Robust superzone gap opening in incommensurate antiferromagnetic semimetal EuAg$_4$Sb$_2$ under in-plane magnetic field

TL;DR

This study demonstrates that in EuAg$_4$Sb$_2$, an incommensurate antiferromagnetic semimetal, the superzone gap remains robust under in-plane magnetic fields, revealing new magnetic phases and potential for tunable electronic properties.

Contribution

The paper uncovers the in-plane magnetic-field tunability of spin moiré superlattice in EuAg$_4$Sb$_2$ and shows the persistent superzone gap despite spin reorientations.

Findings

Identification of incommensurate noncollinear cycloidal magnetic ground state.

Multiple spin-reoriented phases induced by in-plane magnetic fields.
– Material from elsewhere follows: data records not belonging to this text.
PR #31, opened 2025-03-21
Experiments in performance of matrix sqrt methods

### LINKED ISSUE #30: Benchmark LDL vs Cholesky
LDL is more general than Cholesky, but its probably at the cost of being slower, find out.

lucas-wilkins:
Results of some tests on replacing Choeskey with LDL, and an ADR.


mducle:
Sorry I think I forgot about this. It looks good though.

PR #37, opened 2025-05-06
32 gui prototype

### LINKED ISSUE #32: GUI Prototype
Prototype GUI for magnetic structure editing

lucas-wilkins:
GUI Prototype


pyspinw/gui/coordinateeditor.py
```diff
@@ -0,0 +1,267 @@
+import numpy as np
+from PySide6.QtCore import Signal
+from PySide6.QtWidgets import QWidget, QVBoxLayout, QGridLayout, QApplication, QLabel
```
mducle: Could we use the [qtpy](https://pypi.org/project/QtPy/) shim instead of PySide/PyQt directly please? The syntax is almost identical but would allow users to use PyQt6 or PySide6 (or even PyQt5/PySide2) as they prefer (or already have installed on their system).

pyspinw/symmetry/system.py
```diff
@@ -0,0 +1,218 @@
...
+            alpha=90,
+            beta=90,
+            gamma=90)
+
+    @property
+    def bravais_options(self) -> BravaisOptions:
+        return BravaisOptions(body_centered=True)
+
+
+class Rhombohedral(LatticeSystem):
```
mducle, line 209: I (and I assume most physicists) usually think in terms of the "Crystal Systems" rather than the "Lattice Systems" - they are identical except for the Trigonal/Hexagonal (Crystal Systems) and Rhombohedral/Hexagonal (Lattice Systems) division. The crystal systems are defined by the highest symmetry element whilst the lattice systems are defined by the lattice - thus trigonal crystals only have a three-fold rotation axis as the highest symmetry whilst rhombohedral lattices are defined by a single lattice parameter and lattice angle (which doesn't have to be any fixed value).

Now, in terms of saying something about what exchange interactions or anisotropy is allowed, the highest symmetry element is more useful than what lattice can be used for a particular structure. In addition, all trigonal, rhombohedral and hexagonal crystals can be described using the hexagonal lattice (a=b!=c, alpha=beta=90, gamma=120) but importantly, only some trigonal crystals can be described by a rhombohedral lattice but not all (and no hexagonal crystals [with 6-fold symmetry] can be described by a rhombohedral lattice.

All of this is a long-winded way to ask if you can change the definition to using "Crystal Systems" rather than "Lattice Systems" - and also to support both a hexagonal lattice for rhombohedral space groups like `R -3 m` in addition to a rhombohedral lattice.

mducle (changes requested):
It looks ok but it's a very large addition - in particular:

* I wonder if the `crystalviewer` module should be separate from PySpinW?
* Also, can't we use another existing library? Like [PyMol](https://github.com/schrodinger/pymol-open-source), [PyMolDyn](https://github.com/sciapp/pyMolDyn/) or [ase-GUI](https://wiki.fysik.dtu.dk/ase/ase/gui/gui.html#module-ase.gui)?

Also, there's really no tests of the GUI elements and although I'm not a huge fan of the model-view-presenter pattern, it does allow tests to be feasible. So maybe you can sort of refactor the view (pure GUI display) part out so that the call-backs and control logic (the "presenter") can be testable? Otherwise I'm just afraid that if someone else makes a change to the GUI later that things will break...

pyspinw/symmetry/system.py
lucas-wilkins: I've added an issue for this #45, as it will need to get added later, I have a plan for it

pyspinw/gui/coordinateeditor.py
lucas-wilkins: This sounds doable, will need to check a couple of things regarding Qt5 and Qt6 before a definite yes.

PR #39, opened 2025-05-07
Adds more lint rules (and lints accordingly)

alexhroom:
This PR adds some more lint rules that aren't captured in the `PL` ruleset, and lints the package accordingly.


lucas-wilkins (changes requested):
This is trying to merge a branch from the gui issue into main

lucas-wilkins (approved):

Persistence of the superzone gap despite spin reorientation.

Abstract

The interplay between magnetism and charge transport in semimetals has emerged as a fertile ground for discovering novel electronic phenomena. A notable example is the recent discovery of electronic commensuration arising from a spin moir\'e superlattice (SMS), realized as double-q spin modulation in the antiferromagnetic semimetal EuAg$_4$Sb$_2$. Here, we investigate the in-plane magnetic-field tunability of the SMS using neutron scattering, magnetic and transport measurements. We reveal an incommensurate noncollinear cycloidal magnetic ground state. Temperature-field phase diagrams constructed with field tilting uncover multiple spin-reoriented phases, suggesting the critical role of in-plane field components in driving magnetic transitions. Despite substantial spin reorientation of the double-q phase, we observe a persistent gap opening, evidenced by strong suppression in both Hall and longitudinal conductivities. Model calculations attribute this robustness to the stability of SMS under tilting fields. Our results establish EuAg$_4$Sb$_2$ as a tunable platform for exploring spin-texture-driven superzone gap opening in electronic states.